I'm no mathematician so there probably exists a more elegant solution than mine. But in short we going to find the largest value in the histogram and see how close it is to our limit, then divide or multiple all the values by the difference depending on if its larger or smaller;
private int[] normaliseHistogram(int[] _histo)
{
double scaler=0.0;
int largestValue=0;
//Normalise all values relative to 255
int limit = 255;
//Finding Largest Value
for(int i=0; i<_histo.length; i++)
{
if(_histo[i] > largestValue)
largestValue = _histo.length;
}
//Calculate the scaler value
scaler = largestValue/limit;
for(int i=0; i< _histo.length; i++)
{
//If scaler is larger than 1 we devide all value by it
if(scaler > 1)
{
_histo[i] = (int) (_histo[i]/scaler);
}
else //if histo smaller than 1 we multiple all the values
{
_histo[i] = (int)(_histo[i]*scaler);
}
}
return _histo;
}
Step 3 - Comparison
And only one thing left to do and that compare the histograms with each other. So to compare to histograms with each other.

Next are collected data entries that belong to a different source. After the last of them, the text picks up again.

Issue #1146, opened 2023-11-05
Try to do without the `initOrKeepAliveServiceWorker` code by leveraging `clients.matchAll` in the Service Worker


Jaifroid:
We currently have some clunky code that forcibly keeps the Service Worker alive every 30 seconds. This works around a key CPU-sparing feature of Service Workers, which is that they are killed when not being used, and restart automatically when one of their events is fired. Unfortunately, we depend on a message channel sent from app.js for two-way communication. It is perfectly possible that a user will keep the app open doing other stuff for several minutes, and then will click a link. This link will be trapped by the newly awoken Service Worker, but it will no longer have access to the message channel that was sent from `app.js` before it was put to sleep. So, it has nowhere to send its request to.

However, if we use `clients.matchAll` with the `activate` event of the SW, we can communicate from the SW to all clients and get the client's context. We then only send the message to the client (or clients) that is (are) handling that particular context. In our case, a context would be a specific ZIM.

This ought to allow having multiple clients handling different ZIM archives. In other words, this would enable a multi-ZIM, multi-window configuration with a single Service Worker.

Jaifroid:
See https://web.dev/articles/two-way-communication-guide for more information.

Jaifroid:
This technique is working very well in the PWA, and opens up a number of possible future avenues.

PR #1163, opened 2023-11-15
Add rudimentary static Zimit support

Jaifroid:
This adds some rudimentary, support for entirely static Zimit archives. It doesn't attempt to run JavaScript, and leverages jQuery mode under the hood to transform static links only. I figure it is better than just dropping users into a blank page. We still tell users with a dialogue box that the ZIM is unsupported, so they don't have any illusions...

image


Jaifroid:
I think we've reached the point where we need #1146 before we can proceed any further.

Jaifroid:
@Rishabhg71 I'd like your views on whether to merge this PR. As you can see, it expands the range of ZIMs that the app can provide some support for, but it's not by any means a complete Zimit support. It ignores JavaScript completely. But if a site can be browsed without JS, then the site will most likely work in this version. That's the case at least for the Internet Encyclopedia of Philosophy, the Low Tech Magazine, and a few others. But other sites will look broken. I show the dialogue box below when a user first opens a ZIM of this type (or any time they go to the landing page), so no-one can say they were misled.

The question is, is it worth putting in an intermediate support like this? The full support of Zimit is technically very challenging, and will take some time, especially as the format is subject to change. But the fact is that we currently show a completely blank page, which is not helpful at all to end users (with a dialogue box). I feel that merging this and making it available to users at next release is an improvement over what we currently do. On the other hand, users might say "Why are you tempting us with a half-way house?"... I'm in two minds.

image

Rishabhg71:
I think it's okay to add it as an experimental feature. As a user, I would like to have a choice rather than none. It's up to me to decide how I want to use the product

PR #1164, opened 2023-11-15
Remove unnecessary initOrKeepAliveServiceWorker

### LINKED ISSUE #1146: Try to do without the `initOrKeepAliveServiceWorker` code by leveraging `clients.matchAll` in the Service Worker

Jaifroid:
Fixes #1146.

### DIFF
--- a/.github/workflows/CI.yml
+++ b/.github/workflows/CI.yml
@@ -94,7 +94,7 @@ jobs:
           local-testing: start
           local-identifier: random
 
-      - name: Run App locally in background
+      - name: Start server locally in background
         if: github.event_name == 'push' || github.event.pull_request.head.repo.full_name == github.repository
         env:
           BROWSERSTACK_USERNAME: ${{ secrets.BROWSERSTACK_USERNAME }}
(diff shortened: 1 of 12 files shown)


Jaifroid:
This PR enables independent browsing of different ZIMs. We can see this in Firefox 70 SW mode below, but I'm having issues with tests on this branch. The new way of communicating the message channel port seems not to sit well with the timings in some tests.

image

PR #1169, opened 2023-11-21
Avoid side effects when loading archive

Jaifroid:
This provides better async support for loading archives.

It also provides a whenZimReady function in the loading chain that makes it easier to wait for the ZIM: this will be important for libzim loading (much slower to initialize).

Additionally adds a flag to the ZimArchive object `libzimReady`, which can be 'loading', 'ready' or 'error'.

### DIFF
--- a/tests/unit/index.html
+++ b/tests/unit/index.html
@@ -1,6 +1,7 @@
 <!DOCTYPE html>
 <html>
     <head>
+        <meta name="viewport" content="width=device-width, initial-scale=1">
         <meta charset="utf-8">
         <base href="../../">
         <title>Kiwix-js Unit tests</title>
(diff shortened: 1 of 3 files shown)


Jaifroid:
@Rishabhg71 Just so you're aware, this PR (now merged) adds more robust process for loading ZIM archives, and in particular of interest to you will be the `whenZimReady` funciton added in zimArchive.js. At the moment, this is called after the legacy backend has loaded the ZIM archive, but before libzim is loaded (given that libzim is only used for full-text search currently, so we don't have to wait for its initialization in order to display the landing page of a ZIM).

I suggest you add a param when the user chooses to uses libzim for reading the archive, `params.useLibzim` (Boolean). You will then be able to add conditionality to the loading in `zimArchive.js`. If `params.useLibzim` is true, you should only call `whenZimReady()` after the `.libzimready` property is set to 'ready' (that should be obvious in the code).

public double compareHistogram(ImageObject _image1, ImageObject _image2, int _color)
{
int tempHistImage1 = _image1.getHisto(_color);
int tempHistImage2 = _image2.getHisto(_color);
for(int i=0; i<256; i++)
{
double diff = 0;
TotalIntervals++;
if(temp1>=temp2)
{
diff += temp2/temp1*100;
}
else
{
diff += temp1/temp2*100;
}
}
return diff;
}
Note that this method takes in two ImageObjects again this is my own class I use to represent the data of each image such as there histograms, all I do with these objects is extract there histograms so I can use them. In this code snippet I compare the red histograms with each other, this code will have to be done for both green and blue.
Now all that’s left is to establish the threshold and see if it passes it, if it does then the images are a match.
histogramThreshold = 80.0;
if(compareHistogram(image1, image2, 1)>histogramThreshold)
return true;
|
My final program |
The image above is of my program that uses the same algorithm as above with some modification, including faster matching and reduced false positives. As well has the ability to find duplicate videos.